PR #181, opened 2023-04-27
(WIP) Add command for checking cluster support credentials

AlexVulaj:
Adds a command to check for the presence of support credentials for a given cluster.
──────
◆ **Exercise instructions**: When a line in the material above contains the word "command", copy that line out.

◆ **Written solution**:
(WIP) Add command for checking cluster support credentials
Adds a command to check for the presence of support credentials for a given cluster.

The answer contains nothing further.